**What is being asked**
Below is a set of records. Please retype every one exactly.

· · · · ·

PR #10615, opened 2024-09-16
[winpr,asn1] fix sign extraction for ASN1 integer

akallabeth:
ASN1 integer might not be full 32bit integers, so extract the sign from the first byte and append 0x80000000 after the rest of the integer was successfully read.

### DIFF
--- a/winpr/libwinpr/utils/asn1/asn1.c
+++ b/winpr/libwinpr/utils/asn1/asn1.c
@@ -1023,22 +1023,28 @@ static size_t WinPrAsn1DecReadIntegerLike(WinPrAsn1Decoder* dec, WinPrAsn1_tag e
 	if (len == 0 || Stream_GetRemainingLength(&dec->source) < len || (len > 4))
 		return 0;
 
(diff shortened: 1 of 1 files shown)


winpr/libwinpr/utils/asn1/asn1.c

· · · · ·

**Result**
PR #10615, opened 2024-09-16
[winpr,asn1] fix sign extraction for ASN1 integer

akallabeth:
ASN1 integer might not be full 32bit integers, so extract the sign from the first byte and append 0x80000000 after the rest of the integer was successfully read.

### DIFF
--- a/winpr/libwinpr/utils/asn1/asn1.c
+++ b/winpr/libwinpr/utils/asn1/asn1.c
@@ -1023,22 +1023,28 @@ static size_t WinPrAsn1DecReadIntegerLike(WinPrAsn1Decoder* dec, WinPrAsn1_tag e
 	if (len == 0 || Stream_GetRemainingLength(&dec->source) < len || (len > 4))
 		return 0;
 
(diff shortened: 1 of 1 files shown)


winpr/libwinpr/utils/asn1/asn1.c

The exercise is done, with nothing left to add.